Getting up a good head of steam I glanced back in my rear-view to see my fare reach across his chest into his jacket for something which was anymore I needed to see before he'd show me a pistol next, i figured. In a heartbeat I pulled a sharp Louey right there, hard, in the middle of the street pulling up onto the side walk while screeching all the way to a stop just inside the slanted window facade of an all night liquor store. Headlights, each one reflecting off of every bottle in the store, blared back at me and into the shop where I could see the clerk reaching under the counter (probably for his shotgun) as I glanced confidently back at my fare.
Needless to say, the guy was completely stunned and scared nearly to death by this little routine Rob had taught me so well with his eyes glaring so wide they nearly fell out of their sockets. Smiling back at him bathed finally in a prismatically brilliant light, I laid out the word according to Rob, "Sorry, I'm off duty, dude. Now, get the fu#* outta my cab... and have a good night."
Know Your Environment - one of Rob's Rules for Survival.
Tonight was a different kind of eerie though, probably even worse. The die had already been cast and someone was crapping out, coming up snake eyes. Someone had already come up short, in fact, we just couldn't know who.
"All cabs: STAY OFF THE AIR, all cabs. 159 say again.... 159 say again, do you copy?"
I'd only heard anything like it that once before, but this was going on and on not like earlier where the blackout was over in a short while before getting back to business as usual. I kept glancing up at all the colorful holiday decorations and tinsel that lined the streets drifting by as if they might somehow be able to tell me what was up before spinning off into the darkness.
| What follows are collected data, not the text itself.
PR #909, opened 2018-03-14
fix(Store): Handling of @ngrx/store/update-reducers Action on Startup leads to strange behaviour for initialStates

### LINKED ISSUE #906: Store: Handling of @ngrx/store/update-reducers Action on Startup leads to strange behaviour for initialStates
## I'm submitting a...

<pre><code>
[x] Bug report  
[ ] Feature request
</code></pre>

I configure a object as an initialState for the store. Unfortunately some values are "overridden" on start-up of the store/app.

## Expected behavior:
All properties from the initial-state should remain untouched by any internal ngrx-action.

I think my explanation was i bit poor sofar (sorry it's hard to explain this). I think an example will show the problem:

https://stackblitz.com/edit/angular-6wbjq4

In this example everything is fine. The initial state is produced by the initState() function in app/app.state.ts. 
screenshot 2018-03-12 18 02 05

*BUT*:

Remove the key 'featureB' from this init state will "break" this behaviour. 

screenshot 2018-03-12 18 03 42

It seems to be caused by the combination function: https://github.com/ngrx/platform/blob/9b02f79f1fc3b5e4d85bf0516108f93eed655126/modules/store/src/utils.ts#L29-L44

The function expects all possible state properties to be setted. If a property is not (in initialState) set the 'hasChanged' turns true and returns the nextState. This is some kind of an intermediated state (at least while the  ' @ngrx/store/update-reducers'-Action is fired).

@ngrx/store v 5.1 + 5.2

## Other information:

This is not directly linked to the problem but another finding that confused me.
After '@ngrx/store/update-reducers' is fired all reducers are applied, even if they were already applied previously:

Not all the people who drive cabs are necessarily up for every aspect that goes into driving cab successfully, I must admit. Lots of us are folks who for one reason or another just can't find any other kind of work anywhere; undeniably, though definitely belonging behind the wheel requires a variety of skills one has to be able to call upon in an instant often to avoid costly blunders. What I'm trying to say is you just can't go around half tanked all the time like 144. 144 was a guy in his early thirties, newly divorced and with a couple of small kids (and he wasn't handling it all that well either it turned out). I'd seen him tuck a flask into his hip pocket one day in the yard while waiting for my cab and just hoped he was at least off duty and not planning on tapping that thing while working. Later I ran into Rob and asked him about this guy, did he know him, was he alright or did he have a problem... "You know,... drinking?" Rob just kind of smiled and shrugged his shoulders as his way of blowing me off gently, "Who knows? Probably not. Whose business is it anyway, young'un?" As if for the benefit of an upstart rookie who couldn't possibly know any better. He added a final bit of fatherly advise, "Just,... leave it alone, son. Trust me..." and winked for assurance.
A few months later I was spotting in one of the only decent pick up parts of town near our relatively small but very posh financial district when I heard the dispatcher go out to all cabs that one time before.
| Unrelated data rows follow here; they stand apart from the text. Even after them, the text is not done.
Issue #245, opened 2017-08-07
Redux devtools not being connected to the store.


mnemanja:
## I'm submitting a...

<pre><code>
[ ] Regression (a behavior that used to work and stopped working in a new release)
[x] Bug report  
[ ] Feature request
[ ] Documentation issue or request
[x] Support request
</code></pre>

## What is the current behavior?
I've followed these 2 guides:
https://github.com/ngrx/platform/blob/master/docs/store/README.md
https://github.com/ngrx/platform/blob/master/docs/store-devtools/README.md
After the implementation the Redux plugin returns this message: `No store found. Make sure to follow the instructions.`

## Expected behavior:
The expected behavior is for the plugin and the store to be connected through the `@ngrx/store-devtools` module.

## Minimal reproduction of the problem with instructions:
I have two examples where it doesn't work. One is the app that I'm building, and the second one is the clean slate app generated just for purpose of testing this.
This is `my app.module.ts`
```
import {BrowserModule} from '@angular/platform-browser';
import {NgModule} from '@angular/core';
import {HttpModule} from '@angular/http';
import {FormsModule, ReactiveFormsModule} from '@angular/forms';

import {BrowserAnimationsModule} from '@angular/platform-browser/animations';
import {MdButtonModule, MdDialogModule, MdIconModule, MdInputModule} from '@angular/material';

import 'hammerjs';

import { StoreDevtoolsModule } from '@ngrx/store-devtools';
import { StoreModule } from '@ngrx/store';

import {AppComponent} from './app.component';

import {ForecastComponent} from './forecast/forecast.component';
import {ForecastService} from './forecast/forecast.service';
import {HandleLocationDialogComponent} from './handle-location-dialog/handle-location-dialog.component';

import { forecast } from './forecast/forecast.reducer';


@NgModule({
  declarations: [
    AppComponent,
    ForecastComponent,
    HandleLocationDialogComponent,
  ],
  imports: [
    StoreModule.forRoot({forecast}),
    StoreDevtoolsModule.instrument({
      maxAge: 25 //  Retains last 25 states
    }),

    BrowserModule,
    HttpModule,
    FormsModule,
    ReactiveFormsModule,
    BrowserAnimationsModule,
    MdButtonModule,
    MdIconModule,
    MdDialogModule,
    MdInputModule,
  ],
  providers: [ForecastService],
  bootstrap: [AppComponent],
  entryComponents: [HandleLocationDialogComponent]
})
export class AppModule { }
```
And my reducer
[...]

PR #992, opened 2018-04-24
docs(devtools): Specify that you need to inject the store for devtools to work

mtaran-google:
I spent some time trying to debug things until I found https://github.com/ngrx/platform/issues/245 which mentions that the store needs to be injected before the devtools start working! Hopefully the next person that runs into this will be able to find the answer here.


brandonroberts:
Thanks!

PR #1012, opened 2018-05-03
Fix for Schematics Documentation for Creating Stores

firrae:
As the title says, this should update the docs to the correct command for creating a new store in a module other than the root app module.


firrae:
Not a problem 😃

PR #1014, opened 2018-05-04
remove unnecessary code

metasong:
no need to slice the last function to use array.reduceRight function

### DIFF
--- a/modules/store/src/utils.ts
+++ b/modules/store/src/utils.ts
@@ -76,14 +76,7 @@ export function compose<A, B, C, D, E, F>(
 export function compose<A = any, F = any>(...functions: any[]): (i: A) => F;
 export function compose(...functions: any[]) {
   return function(arg: any) {
-    if (functions.length === 0) {
-      return arg;
-    }
-
-    const last = functions[functions.length - 1];
-    const rest = functions.slice(0, -1);
-
-    return rest.reduceRight((composed, fn) => fn(composed), last(arg));
+    return functions.reduceRight((composed, fn) => fn(composed), arg);
   };
 }
 


MattiJarvinen-BA:
I haven't checked if your changes work (tests seem to work). 

Here's the react/Redux compose for reference.

https://github.com/reactjs/redux/blob/master/src/compose.js#L12-L22

Current source
```javascript
/**
 * Composes single-argument functions from right to left. The rightmost
 * function can take multiple arguments as it provides the signature for
 * the resulting composite function.
 *
 * @param {...Function} funcs The functions to compose.
 * @returns {Function} A function obtained by composing the argument functions
 * from right to left. For example, compose(f, g, h) is identical to doing
 * (...args) => f(g(h(...args))).
 */

export default function compose(...funcs) {
  if (funcs.length === 0) {
    return arg => arg
  }

  if (funcs.length === 1) {
    return funcs[0]
  }

  return funcs.reduce((a, b) => (...args) => a(b(...args)))
}
```

ngrx compose tests
https://github.com/ngrx/platform/blob/9b02f79f1fc3b5e4d85bf0516108f93eed655126/modules/store/spec/utils.spec.ts#L58-L75

redux compose tests
https://github.com/reactjs/redux/blob/3a17aef0468e279cba048411f8f91dce07c55a7e/test/compose.spec.js#L4-L52

```javascript
  describe('compose', () => {
    it('composes from right to left', () => {
      const double = x => x * 2
      const square = x => x * x
      expect(compose(square)(5)).toBe(25)
      expect(compose(square, double)(5)).toBe(100)
      expect(compose(double, square, double)(5)).toBe(200)
    })

    it('composes functions from right to left', () => {
      const a = next => x => next(x + 'a')
      const b = next => x => next(x + 'b')
      const c = next => x => next(x + 'c')
      const final = x => x

      expect(compose(a, b, c)(final)('')).toBe('abc')
      expect(compose(b, c, a)(final)('')).toBe('bca')
      expect(compose(c, a, b)(final)('')).toBe('cab')
    })

    it('throws at runtime if argument is not a function', () => {
      const square = x => x * x
      const add = (x, y) => x + y

      expect(() => compose(square, add, false)(1, 2)).toThrow()
      expect(() => compose(square, add, undefined)(1, 2)).toThrow()
      expect(() => compose(square, add, true)(1, 2)).toThrow()
      expect(() => compose(square, add, NaN)(1, 2)).toThrow()
      expect(() => compose(square, add, '42')(1, 2)).toThrow()
    })

    it('can be seeded with multiple arguments', () => {
      const square = x => x * x
      const add = (x, y) => x + y
      expect(compose(square, add)(1, 2)).toBe(9)
    })

    it('returns the first given argument if given no functions', () => {
      expect(compose()(1, 2)).toBe(1)
      expect(compose()(3)).toBe(3)
      expect(compose()()).toBe(undefined)
    })

    it('returns the first function if given only one', () => {
      const fn = () => {}

      expect(compose(fn)).toBe(fn)
    })
  })
```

"All cabs: STAY OFF THE AIR. 144, where are you?"
A few minutes later I cruised the Center City area and saw 144 pulled over with two patrol cars, their lights flashing, and an ambulance taking off down the road like a bullet. Near the corner was a briefcase smashed open with its contents spewed up all along the curb. I'm pretty sure I said a prayer and cursed myself for not knowing better, or for not wanting to know better. For not helping 144 before he became 144. For not somehow stopping this all from happening. As if it were all my fault, in that moment it felt as if it were and i was to blame solely for everything wrong in the world.
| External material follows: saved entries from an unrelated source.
Issue #915, opened 2018-03-15
RFC: Mock Store


TeoTN:
## I'm submitting a...

<pre><code>
[ ] Regression (a behavior that used to work and stopped working in a new release)
[ ] Bug report  
[x] Feature request
[ ] Documentation issue or request
</code></pre>

## What is the current behavior?
There's no simple way to mock a Store for testing purposes. 

## Expected behavior:
When testing a component or an effect, I'd like to be able to inject a fake Store to the tested entity. It became increasingly non-trivial after the pipable operators were introduced.

For instance, one may want to test behavior component with a given state that is a result of many various actions. Similarly, one may want to test an effect with various fixtures for state. 
Across the web there are multiple snippets with custom implementation of `MockStore` that extends either `Store` or `BehaviorSubject` but all of them are outdated. The presence of such snippets suggests though that there's a real need for some testing utils.
I propose introduction of `@ngrx/store/testing` module which would contain `provideMockStore` for providing `MockStore` in place of `Store` and an implementation of `MockStore` that provides `nextMock` method that replaces current state just like `BehaviorSubject.next` does on Subject.

## Version of affected browser(s),operating system(s), npm, node and ngrx:
Newest ngrx, reasonably new npm, node, Chrome and Windows.

## Other information:
I'll make a contribution with `MockStore` class and a provider, if you feel it's a valid issue.

MikeRyanDev:
Great suggestion! @brandonroberts and I have a mock Store implementation we use internally that works similarly to how you propose. It should also setup `Store#dispatch` to be a spy.

vitaliy-bobrov:
Great proposal! IMHO will be nice to have a separate package inside platform with all testing helper tools.

hoangdovan:
Yeah, We really need it!

alex-okrushko:
This has been raised a number of times already and I'd like to get the consensus whether mock Store is needed or not :)

E.g. in https://github.com/ngrx/store/issues/128 @robwormald says: 

> _If you want to implement a mock version (**which, IMHO, is entirely unnecessary, but feel free..**.)_

The same recommendation is at current testing guide for the store https://github.com/ngrx/platform/blob/master/docs/store/testing.md#providing-store-for-testing

> Reducing state is synchronous, so mocking out the Store isn't required.

[...]

PR #1027, opened 2018-05-07
feature: Testing module for @ngrx/store

TeoTN:
Addresses #915: This PR introduces a simple `MockStore` that allows setting state shape for testing purposes.
Alongside with `MockStore` provider function is declared, and both are structured into `@ngrx/store/testing`.

Please review changes and help me ensure that the `testing` module is setup properly, or feel free to commit appropriate changes.


eppsilon:
How could this be used to mock lazy-loaded feature state? The `nextMock(nextState: T)` method prevents providing state that isn't in the root/global state interface.

TeoTN:
The purpose of this solution is to mock current state of the app, it doesn't care about the way the state was build. So it doesn't matter whether some part of state was built with `forRoot` or `forFeature`, it all goes to a single object.

TeoTN:
Hey @MikeRyanDev  I've added a little bit more code and tests :) Can we work towards merging it?

marcelnem:
Additionally, to nextMock and spyOnDispatch, I think, it would be good to add an ability to mock selectors to the proposed MockStore implementation. Being able to mock selectors is mentioned quite often in the thread #915, so I think people like to use it.

SerkanSipahi:
@TeoTN Thank you so much for that :) Is there any documentation/examples/practices for that?

brandonroberts:
@TeoTN posting here because it will get lost in the issue. First, thanks for your work and patience! I've played around with this in the example app and I have some suggestions. 

StoreModule.forRoot() should not be required in addition to this.
Mocking the dispatch depends on the developers test suite of choice, so a method to patch it should not be included
I think `setState` as the method name instead of `nextMock` is clearer.
We shouldn't focus on mocking selectors. If you want to test selectors, provide a state that the selectors can use or use StoreModule.forRoot() with reducers for integration.

Here is a proposed update to the testing module.

```typescript
import { Injectable, Inject } from '@angular/core';
import {
  StateObservable,
  Store,
  ReducerManager,
  ActionsSubject,
  ActionReducer,
  Action,
  ScannedActionsSubject,
  INITIAL_STATE,
} from '@ngrx/store';
import { BehaviorSubject } from 'rxjs';

@Injectable()
export class MockState<T> extends BehaviorSubject<T> {
  constructor(@Inject(INITIAL_STATE) initialState: any) {
    super(initialState as T);
  }
}

@Injectable()
export class MockReducerManager extends BehaviorSubject<
  ActionReducer<any, any>
> {
  constructor() {
    super(() => undefined);
  }
}

@Injectable()
export class MockStore<T> extends Store<T> {
  private state$ = new BehaviorSubject<T>({} as T);

  constructor(
    state$: StateObservable,
    actionsObserver: ActionsSubject,
    reducerManager: ReducerManager,
    public scannedActions$: ScannedActionsSubject
  ) {
    super(state$, actionsObserver, reducerManager);
    this.source = this.state$.asObservable();
  }

  setState(state: T): void {
    this.state$.next(state);
  }

  dispatch<V extends Action = Action>(action: V) {
    super.dispatch(action);
    this.scannedActions$.next(action);
  }

  addReducer() {
    // noop
  }

  removeReducer() {
    // noop
  }
}

export function provideMockStore<T = any>(config: { initialState?: T } = {}) {
  return [
    { provide: INITIAL_STATE, useValue: config.initialState },
    ActionsSubject,
    ScannedActionsSubject,
    { provide: StateObservable, useClass: MockState },
    { provide: ReducerManager, useClass: MockReducerManager },
    {
      provide: Store,
      useClass: MockStore,
    },
  ];
}
```

Thoughts?

ef32:
@brandonroberts  your proposal for the testing module above seems like a perfect fit, the selectors do not need to be mocked; by providing state initially, the required selectors should be able to work with the store. That said, here are some suggestions to slightly enhance your proposal. 

- the observable source field is now deprecated and in my opinion,  i dont think it needs to be populated in this scenario.

- StateObservable being an observable, can be substituted using MockState. No need to provide with  useClass. 

- MockState can be generic, requiring the same generic Type as MockStore  hence providing strong type checking. 

- Initial state can be initialised by calling the next method with the initialstate token  in the MockStore constructor.

- Test suites could require additional data to state, so setState can cater for such scenarios

please find below slight modification:

`import { Injectable, Inject } from '@angular/core';
import {
  StateObservable,
  Store,
  ReducerManager,
  ActionsSubject,
  ActionReducer,
  Action,
  ScannedActionsSubject,
  INITIAL_STATE,
} from '@ngrx/store';
import { BehaviorSubject } from 'rxjs';

@Injectable()
export class MockState<T> extends BehaviorSubject<T> {
  constructor() {
    super({} as T);
  }
}

@Injectable()
export class MockReducerManager extends BehaviorSubject<
  ActionReducer<any, any>
> {
  constructor() {
    super(() => undefined);
  }
}

@Injectable()
export class MockStore<T> extends Store<T> {

// not needed
 // private state$ = new BehaviorSubject<T>(this.initialState as T);

  constructor(
    state$: MockState<T>,
    actionsObserver: ActionsSubject,
    reducerManager: ReducerManager,
    public scannedActions$: ScannedActionsSubject,
    @Inject(INITIAL_STATE) private initialState: T
  ) {
    super(state$, actionsObserver, reducerManager);
    
 //deprecated
    // this.source = this.state$.asObservable();

   this.state$.next(this.initialState);
  }

  setState(state: T): void {
   const newState = {
                              ...this.initialState,
                              ...state
                            };
    this.state$.next(newState);
  }

  dispatch<V extends Action = Action>(action: V) {
    super.dispatch(action);
    this.scannedActions$.next(action);
  }

  addReducer() {
    // noop
  }

  removeReducer() {
    // noop
  }
}

export function provideMockStore<T>(config: { initialState?: T } = {} as T) {
  return [
    { provide: INITIAL_STATE, useValue: config.initialState },
    ActionsSubject,
    ScannedActionsSubject,
    MockState,
    { provide: ReducerManager, useClass: MockReducerManager },
    {
      provide: Store,
      useClass: MockStore,
    },
  ];
}`

just a suggestion. Your thoughts?

ef32:
@brandonroberts  your proposal for the testing module above seems like a perfect fit, the selectors do not need to be mocked; by providing state initially, the required selectors should be able to work with the store. That said, here are some suggestions to slightly enhance your proposal.

the observable source field is now deprecated and in my opinion, i dont think it needs to be populated in this scenario.

- StateObservable being an observable, can be substituted using MockState. No need to provide with useClass.

- MockState can be generic, requiring the same generic Type as MockStore hence providing strong type checking.

- Initial state can be initialised by calling the next method with the initialstate token in the MockStore constructor.

- Test suites could require additional data to state, so setState can cater for such scenarios.

please find below slight modification:

```typescript

import { Injectable, Inject } from '@angular/core';
import {
StateObservable,
Store,
ReducerManager,
ActionsSubject,
ActionReducer,
Action,
ScannedActionsSubject,
INITIAL_STATE,
} from '@ngrx/store';
import { BehaviorSubject } from 'rxjs';

@Injectable()
export class MockState<T> extends BehaviorSubject<T> {
constructor() {
super({} as T);
}
}

@Injectable()
export class MockReducerManager extends BehaviorSubject<
ActionReducer<any, any>

{
constructor() {
super(() => undefined);
}
}

@Injectable()
export class MockStore<T> extends Store<T> {

// not needed
// private state$ = new BehaviorSubject(this.initialState as T);

constructor(
state$: MockState<T>,
actionsObserver: ActionsSubject,
reducerManager: ReducerManager,
public scannedActions$: ScannedActionsSubject,
@Inject(INITIAL_STATE) private initialState: T
) {
super(state$, actionsObserver, reducerManager);

//deprecated
// this.source = this.state$.asObservable();

this.state$.next(this.initialState);
}

setState(state: T): void {
const newState = {
...this.initialState,
...state
};
this.state$.next(newState);
}

dispatch(action: V) {
super.dispatch(action);
this.scannedActions$.next(action);
}

addReducer() {
// noop
}

removeReducer() {
// noop
}
}

export function provideMockStore(config: { initialState?: T } = {} as T) {
return [
{ provide: INITIAL_STATE, useValue: config.initialState },
ActionsSubject,
ScannedActionsSubject,
MockState,
{ provide: ReducerManager, useClass: MockReducerManager },
{
provide: Store,
useClass: MockStore,
deps:[MockState]
},
];
}
```

just a suggestion. Tested with my test suites and it works. Your thoughts?

brandonroberts:
@ef32 for the most part it looks good to me.

I'd rather leave it up the developer on the `state` they want to set beyond the initial state.
The `deps` isn't needed for the provider object.

nasreddineskandrani:
@brandonroberts
`
We shouldn't focus on mocking selectors. If you want to test selectors, provide a state that the selectors can use or use StoreModule.forRoot() with reducers for integration.
`

I totally agree with you testing component this way will work and it's better that trigger actions :+1: 
so `setState` solve the original main issue

But from your statement, i wanted to say that in my case i don't want to test selectors when i want to unit test components. Becasue integration tests are slower and should be fewer than unit tests to fail faster.

Also there is a way `projector` built-in in ngrx to unit tests selectors to be consitent i saw a unit test ability in the lib for components as a nice to have.
https://blog.angularindepth.com/how-i-test-my-ngrx-selectors-c50b1dc556bc
conclusion section:
> A selector can be unit tested, you don’t need a (mocked) store in order to test your selectors.

By your statement you don't provide a way to unit test components (doc update or code update) and encourage integration tests with real selectors to test components. 
I am insisting again about the fact it's slower and it may be a problem for some.

thank you for the answer and i am happy 'setState` is going in to stop triggering actions to be able to tests a components

maxime1992:
Hey, joining the discussion because there is one point where I have a different opinion: 

> your proposal for the testing module above seems like a perfect fit, the selectors do not need to be mocked; by providing state initially, the required selectors should be able to work with the store

and I think it might be worth to have a solution for that :)

I've brought a [piece code](https://github.com/ngrx/platform/issues/915#issuecomment-414601899) where we can manage and mock selectors really easily.
Initially, I thought like you that it would not be a great idea and that providing a state was a better idea. Except that in some cases it's definitely not handy.

Example:

Let say you have a store which contains:
- Cities
- Companies
- Product categories
- Products

Based on some filters given by the user, you want to display for a given city, company and product category, the total sum of the products they have. In that case you'll have to provide a substantial amount of code/mocked data to have the right state. Where all you really want for this integration test is a number.

nasreddineskandrani:
nice example @maxime1992! i ll keep it in my hat

TeoTN:
Hey @brandonroberts, I like your ideas, especially getting isolated from any reducers. (I don't remember now why I've done it that way, maybe I missed some knowledge). Commit is on its way. :)

TeoTN:
I'd appreciate some help with configuring Bazel properly... :)

modules/store/testing/src/mock_reducer_manager.ts
```diff
@@ -0,0 +1,12 @@
+import { Injectable } from '@angular/core';
+import { BehaviorSubject } from 'rxjs/BehaviorSubject';
```
brandonroberts: The import here should just be `rxjs`

modules/store/testing/src/mock_state.ts
```diff
@@ -0,0 +1,9 @@
+import { Injectable } from '@angular/core';
+import { BehaviorSubject } from 'rxjs/BehaviorSubject';
```
brandonroberts: The import here should just be `rxjs`

modules/store/testing/index.ts
```diff
@@ -0,0 +1,4 @@
+export * from './src/testing';
```
brandonroberts: Use explicit exports instead of wildcard exports

modules/store/testing/src/mock_store.ts
```diff
@@ -0,0 +1,39 @@
...
+  ActionsSubject,
+  INITIAL_STATE,
+  ReducerManager,
+  StateObservable,
+  Store,
+} from '@ngrx/store';
+
+@Injectable()
+export class MockStore<T> extends Store<T> {
+  private stateSubject = new BehaviorSubject<T>({} as T);
```
brandonroberts: Remove stateSubject as it isn't needed?

modules/store/testing/src/mock_store.ts
```diff
@@ -0,0 +1,39 @@
...
+  public scannedActions$: Observable<Action>;
+
+  constructor(
+    private state$: StateObservable,
```
brandonroberts: Type with `MockState<T>` instead of `StateObservable` and remove the additional type casting below

modules/store/spec/store.spec.ts
```diff
@@ -432,4 +433,46 @@ describe('ngRx Store', () => {
...
+
+    it('should allow tracing dispatched actions', () => {
+      const action = { type: INCREMENT };
+      mockStore.scannedActions$
+        .pipe(skip(1))
+        .subscribe(scannedAction => expect(scannedAction).toEqual(action));
+      mockStore.dispatch(action);
+    });
+
+    it('should allow setting a spy on dispatch method', () => {
```
brandonroberts: Remove this test

brandonroberts:
Thanks for all your work on this @TeoTN! We will revisit mocking selectors since we are going to keep `store.select` for now.

nasreddineskandrani:
thank's for all this work
@brandonroberts the testing doc is updated with this?

brandonroberts:
@nasreddineskandrani the testing in the example app has not been updated yet.

nasreddineskandrani:
hi @brandonroberts,

--- Doc-update
I saw that you moved the documentation to: https://ngrx.io/
For example if i navigate into the [doc](https://github.com/ngrx/platform/tree/master/docs/effects) folder of effects the message:
`
The documentation below is for NgRx versions 6.x and older.
Visit https://ngrx.io for the latest documentation.
` 
is present.

This means the documentation can only be updated by you (the members of ngrx team)?

--- Example-app update
you said:
> the testing in the example app has not been updated yet.
do we want to change all tests to this way? or just have one isolated example of it?

brandonroberts:
@nasreddineskandrani no, it does not. Anyone can still edit the docs. They are just accessed from the site now. You can still edit any of the content for the docs in the `projects/ngrx.io/content` folder. You can also directly edit any page from the site itself by clicking on the pencil in the top right corner of any page.

All the test documentation will be updated to use the testing module. The testing guide will be updated with better documentation on testing.

nasreddineskandrani:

A little while later the dispatcher was on the radio again handing out fares and calling on cabs to report in, or "spot", but not like this time. This time dispatch had lost control and the planet seemed adrift in a sea of holiday colored chaos.
You can't ever even hear the other Cabies on the radio. Its only you and dispatch so far as you care most of the time. But trying to figure out a conversation from only hearing one half of it is hard enough when that half isn't purposely trying to keep you in the dark. We're all just different numbers everyday arbitrarily according to whats painted on the side of the cab that particular shift. So we're all just a bunch of different numbers from day to day, no-one knowing who anyone is, trying to make nice with the very big, very fickle and oh so distant voice on the other end who'll wind up determining your fate every single day you show up for life. It hardly seemed fair, but the job market is a fair for all (and no fair for anyone). Tonight it was just 159 whose number was up (whoever that might be) and the ever loving voice.
"Come in 159.... What do you want, over?"
"That's a no can do, over."
"Where are you 159, over?"
My skin was beginning to crawl for some reason, the memory of 144 too fresh still, and even though my shift had only just begun it felt like enough for one night, for me at the very least. Just then a small child ran out in front of my cab disappearing it seemed into the pavement causing me to immediately hit the brakes hard and jerk to a stop, my heart in my mouth. Just a foot from my bumper she bent up from the ground once she'd scooped up the biggest parts of a giant candy cane that apparently had rolled away from her. As I sat there with my jaw gaping, she slowly looked up into my eyes making contact ever so briefly with a perfectly angelic face, innocent, unafraid and smiling, before scampering off happily, free from any worldly fear or concern, disappearing back into the sidewalk crowded with holiday shoppers, no sign of Mom or Dad. In amazement it suddenly occurred to me that I too could finally be just as free as that small child, as free as I wanted to be myself. Free of that demanding, controlling, and controlling old man's dying voice now and forever, if not the recurring moments like these of dreadful anticipation and that inescapable anguish which follows. I was free to go anywhere and do anything I wanted myself if I liked in this crazy world. Now, tonight, and I imagined scampering off in my very own little Yellow Cab kind of Way-Without-a-Number. After a year under a Yellow yoke, I'd pretty much had it with dispatch, thank you, so this, I decided, was finally going to be it for me after all. I turned off my radio just like that and drove straight across the Bay Bridge into the forbidden zone to strut my stuff and let my greazy ol' hair down if I wanted, killing however many hours might yet remain.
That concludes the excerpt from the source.